Cursebreakers is networked through a combination of Steamworks and a handcrafted system. Steamworks.NET is an api that ports Steamworks to Unity and allows for messages to be sent over the network between client and host (server). Actual message information and response are all controlled through a custom-made networking solution. This system uses snapshots that store data, which can be used to access and compare data from each client and the server to appropriately fix any issues that arise in the network.

Prototyping

I led the rapid prototyping across Cursebreakers’ core systems, using iteration and playtesting to validate ideas early and refine them into mechanics that fit well into our game. Prototypes were built with a focus on modularity and extensibility, allowing the team to explore risky concepts while maintaining forward momentum in development.

Key prototyping efforts included:

  • Curse Trigger and Curse Value mechanics, which were iterated on to balance tension and unpredictability.
  • Asymmetric role transitions, prototyping the shift from cooperative exploration to adversarial play to ensure the moment of betrayal felt clear and dramatic, while also ensuring the Cursed Host’s monstrous abilities felt fun both to use and play against.
  • Procedural house generation tools, testing different constraint rules and room layouts and compositions to tune a match’s pacing and build-up of tension.
  • Various moment-to-moment interactions, including movement, item usage, and puzzle interactions, with frequent adjustments based on playtest feedback to improve their impact and feel.

Area Design

I created blockouts for dozens of different rooms that could spawn within the mansion, and later passed over them with completed art assets when the room’s structure was set in stone and the necessary art assets were complete. Below are a few examples:

Additionally, I created top-down sketches and detailed plans for a variety of unique rooms that contain puzzles and challenges for the players that enter these areas. When completed, these challenges reward the players with a special item, or unlock a door to a secret area. These challenges are meant to be trivial in nature, but they become much more difficult to complete when there is the pressure of another player that is hunting you down as a monster. Some of these challenges are meant to be completed solo, while others are built to be more easily completed with a partner.

For example, one challenge room I created was the “Boiler Room.” In one corner of this room, there is a pipe valve. In the other corner of the room is a boiler with a pressure gauge.

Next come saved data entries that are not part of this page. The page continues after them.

PR #336, opened 2023-06-21
[F] SummitStatus modal + weather widgets setup

alexgoff:
This adds the modal that will contain all "detail" sections on the summit dashboard along with an implementation of the weather widgets.

There is one other major change included here, the weather unit provider has been refactored so that the unit localization selector does not need to have props and callbacks passed up and down through the individual sections and their modals. I have also trimmed down the data queries for the weather data to improve load times.

### DIFF
--- a/components/content-blocks/SummitStatus/index.js
+++ b/components/content-blocks/SummitStatus/index.js
@@ -1,155 +1,22 @@
 import PropTypes from "prop-types";
-import { useState, Suspense } from "react";
 import { Container } from "@rubin-epo/epo-react-lib";
-import { useTranslation } from "react-i18next";
-import WeatherUnitContext from "@/contexts/WeatherUnit";
+import { WeatherUnitProvider } from "@/contexts/WeatherUnit";
 import UnitLocalization from "@/components/layout/UnitLocalization";
 import WidgetGrid from "@/components/layout/WidgetGrid";
-import WidgetPreview from "@/components/layout/WidgetPreview";
-<<<<<<< HEAD
-=======
-import TemperatureCurrent from "@/components/widgets/CurrentData/patterns/Temperature";
-import TemperatureHistoric from "@/components/widgets/TemperatureHistoric";
-import WindspeedHourly from "@/components/widgets/HourlyData/patterns/Windspeed";
-import PrecipitationHourly from "@/components/widgets/HourlyData/patterns/Precipitation";
->>>>>>> ebb054c ([F] SummitData provider)
 import { SummitDataProvider } from "@/contexts/SummitData";
 import Weather from "@/components/dynamic/SummitData/Weather";
 
 const SummitStatus = ({ summitStatusLayout, widgetPreviews = [] }) => {
-  /** this logic should be changed to useRouter after i18n refactor */
-  const {
-    i18n: { language = "en" },
-  } = useTranslation();
-  const [windspeedUnit, setWindspeedUnit] = useState(
-    language === "en" ? "NM" : "m"
-  );
-  const [tempUnit, setTempUnit] = useState(
-    language === "en" ? "fahrenheit" : "celsius"
-  );
-
-  const mockWindspeedData = [
-    { windspeed: 5.2342342, direction: 120 },
-    { windspeed: 4.7, direction: 112 },
-    { windspeed: 6.1, direction: 98 },
-    { windspeed: 3.8, direction: 105 },
-    { windspeed: 5.5, direction: 117 },
-    { windspeed: 7.2, direction: 125 },
-    { windspeed: 4.3, direction: 103 },
-    { windspeed: 6.8, direction: 108 },
-    { windspeed: 5.14343, direction: 115 },
-    { windspeed: 4.9, direction: 98 },
-    { windspeed: 5.7, direction: 105 },
-    { windspeed: 6.5, direction: 114 },
-    { windspeed: 3.9, direction: 99 },
-    { windspeed: 4.1, direction: 102 },
-    { windspeed: 5.3, direction: 108 },
-    { windspeed: 6.3, direction: 116 },
-    {},
-    {},
-    {},
-    {},
-    {},
-    {},
-    {},
-    {},
-  ];
-
-  const mockPrecipitationData = [
-    { probability: 0.0 },
-    { probability: 0.0 },
-    { probability: 0.0 },
-    { probability: 0.0 },
-    { probability: 0.0 },
-    { probability: 0.0 },
-    { probability: 0.0 },
-    { probability: 0.0 },
-    { probability: 0.01 },
-    { probability: 0.02 },
-    { probability: 0.03 },
-    { probability: 0.04 },
-    { probability: 0.05 },
-    { probability: 0.03 },
-    { probability: 0.02 },
-    { probability: 0.1 },
-    { probability: 0.04 },
-    { probability: 0.03 },
-    { probability: 0.0 },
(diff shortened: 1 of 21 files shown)


components/content-blocks/SummitStatus/index.js
```diff
@@ -1,111 +1,22 @@
...
-
   return (
     <Container bgColor="neutral95" width="wide" paddingSize="small">
-      <WeatherUnitContext.Provider value={{ tempUnit, windspeedUnit }}>
-        <UnitLocalization
-          {...{ tempUnit, windspeedUnit }}
-          onTempChangeCallback={(value) => setTempUnit(value)}
-          onWindChangeCallback={(value) => setWindspeedUnit(value)}
-        />
+      <WeatherUnitProvider>
```
alexgoff, line 12: pulled out all of the state setting, etc. in this component. It is layout only now.

components/dynamic/SummitData/Weather/Current/index.js
```diff
@@ -0,0 +1,47 @@
...
+
+  if (loading && !currentData)
+    return (
+      <WidgetSection {...sectionProps}>
+        <Loader isVisible={true} />
+      </WidgetSection>
+    );
+
+  const { temperature0, windspeed, relativeHumidity } = currentData;
+  const temperature = convertTemperature(temperature0, tempUnit);
```
alexgoff, line 31: each of the sections of the weather widgets has it's own container: current, hourly, and daily data. They are roughly the same, each pulls out it's data from the `useSummitData()` hook and then puts it into components.

This brings me to a point I want to discuss. Should the summit data provider handle the pre-processing for the data it retrieves from the EFD? Right now it just stores the raw values and the widget containers handle processing which is a combo of morphing into objects that the display components recognize and converting to selected temperature/windspeed units.

I think converting to end user temp/wind units is over-concerned and complicated, but what about stuff like setting up the objects themselves? Here's a few things I think could be pre-processed:

- mapping to recognizable properties (temperature0 -> temperature, speed_mean -> windspeed, direction_mean -> direction)
- slicing off extra data, for example if you query backwards 7 days you end up with 8 results because it also queries today from midnight -> present.
- putting timestamps into date objects

components/widgets/CurrentData/patterns/Windspeed/index.js
```diff
@@ -18,7 +19,7 @@ const WindspeedCurrent = ({ windspeed = 0, unit = "m" }) => {
       <Styled.Value $variant="large">
         {new Intl.NumberFormat(language, {
           style: "decimal",
-          maximumFractionDigits: 0,
+          maximumFractionDigits: unit === defaultWindspeedUnit ? 1 : 0,
```
alexgoff, line 22: this needs to match the hourly data display and show one decimal for m/s

contexts/WeatherUnit.js
```diff
@@ -1,14 +1,64 @@
...
+      return { ...state, windspeedUnit: "mi" };
+    case "m":
+      return { ...state, windspeedUnit: "m" };
+    default:
+      throw new Error(`Unhandled action type: ${type}`);
+  }
 };
 
-const WeatherUnitContext = createContext(defaultUnits);
+export const WeatherUnitProvider = ({ children }) => {
```
alexgoff, line 29: did a lot of work on the weather unit provider. Originally the provider was storing values set by the state in the summit status block, but with all of the modals having a unit localization control that means a lot of passing callbacks and props around. 

Instead I opted to move the state management to the provider itself and use a reducer to track the current units. Any instance of the unit localization component will receive the state and a dispatch function that can be used to set the unit and keep callbacks + re-renders to a minimum

contexts/WeatherUnit.js
```diff
@@ -1,14 +1,64 @@
...
 
 export function useWeatherUnit() {
-  return useContext(WeatherUnitContext);
+  const context = useContext(WeatherUnitContext);
+
+  if (context === undefined) {
+    throw new Error("useWeatherUnit must be used within a WeatherUnitProvider");
+  }
+
+  return context;
```
alexgoff, line 56: since UnitLocalization will be directly using this context instead of rendering from props, added an error in case the context is unavailable

lib/api/queries/weather.js
```diff
@@ -9,7 +9,7 @@ export const currentWeather = (bucket) => flux`from(bucket: "${bucket}")
   |> group()
   |> pivot(rowKey:["_pivoter"], columnKey: ["_field"], valueColumn: "_value")
   |> drop(columns: ["_pivoter"])
-  |> rename(columns: {direction: "windDirection", speed: "windSpeed"})
+  |> rename(columns: {direction: "windDirection", speed: "windspeed"})
```
alexgoff, line 12: standardized to use `windspeed` everywhere

lib/api/queries/weather.js
```diff
@@ -44,23 +44,19 @@ export const dailyWeather = (bucket) => {
   date.setHours(0, 0, 0, 0);
   return flux`data = from(bucket: "${bucket}")
       |> range(start: ${date}, stop: now())
-      |> filter(fn: (r) => r["_measurement"] == "lsst.sal.ESS.pressure" or r["_measurement"] == "lsst.sal.ESS.dewPoint" or r["_measurement"] == "lsst.sal.ESS.temperature" or r["_measurement"] == "lsst.sal.ESS.relativeHumidity" or r["_measurement"] == "lsst.sal.ESS.airFlow")
-      |> filter(fn: (r) => r["_field"] == "relativeHumidity" or r["_field"] == "dewPoint" or r["_field"] == "temperature0" or r["_field"] == "speed" or r["_field"] == "pressure0" or r["_field"] == "direction")
+      |> filter(fn: (r) => r["_measurement"] == "lsst.sal.ESS.temperature")
```
alexgoff, line 47: trimmed down some of the queries for speed, temperature is our only per-day widget so we don't need to fetch anything else and it only shows high/low so the mean isn't necessary

components/dynamic/SummitData/Weather/Current/index.js
```diff
@@ -0,0 +1,47 @@
...
+  const [isOpen, setOpen] = useState(true);
+  const [{ tempUnit, windspeedUnit }] = useWeatherUnit();
+  const { currentData, loading = true } = useSummitData();
+  const sectionProps = {
+    title: t("summit_dashboard.sections.weather.current"),
+    onToggleCallback: (value) => setOpen(value),
+    isOpen,
+  };
+
+  if (loading || !currentData)
```
alexgoff, line 23: super rudimentary undefined protection, it'll just stick in loading state forever. We should consult José on what kind of error status to put the UI in. Since we're going to be calling from a bunch of data sources I think having a robust error handling solution would be wise

contexts/SummitData.js
```diff
@@ -9,12 +16,31 @@ import queryEfd from "@/lib/api/efd";
...
+  dailyData: true,
+};
+
 export const SummitDataProvider = ({ children }) => {
   const [currentData, setCurrentData] = useState();
   const [hourlyData, setHourlyData] = useState();
   const [dailyData, setDailyData] = useState();
   const [error, setError] = useState(false);
-  const [loading, setLoading] = useState(true);
+  const [loading, dispatch] = useReducer(loadingReducer, defaultLoadState);
```
alexgoff, line 43: tracking the individual loading states of the datasets, trying to make them appear at the right times and not access data when it's undefined was too tricky with a single global loading state

blnkt (approved):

The pressure gauge is simple and featureless, with only a hand and a small section of the gauge marked in red.

Holding E on the valve causes it to turn slowly; As the valve is turned, the hand on the pressure gauge also turns. The players must get the gauge’s hand to overlap the red area, and keep it there for several seconds. This is a task that becomes a lot easier when two players are working together, as a player watching the gauge can communicate to a player turning the valve when to stop.

Another example is a much simpler challenge room called the “Symbol Room”. In this room, a tableau of seven runes are laid out upon a table. Interacting with a rune causes it to light up. Lighting up the three correct runes causes the runes to glow green and for the challenge room to unlock its corresponding locked door. Lighting up the three incorrect runes, however, causes the runes to glow red and resets the challenge room. Three different runes are inscribed on the walls of the room, in different hidden locations; These three runes correspond to the correct runes the player must press.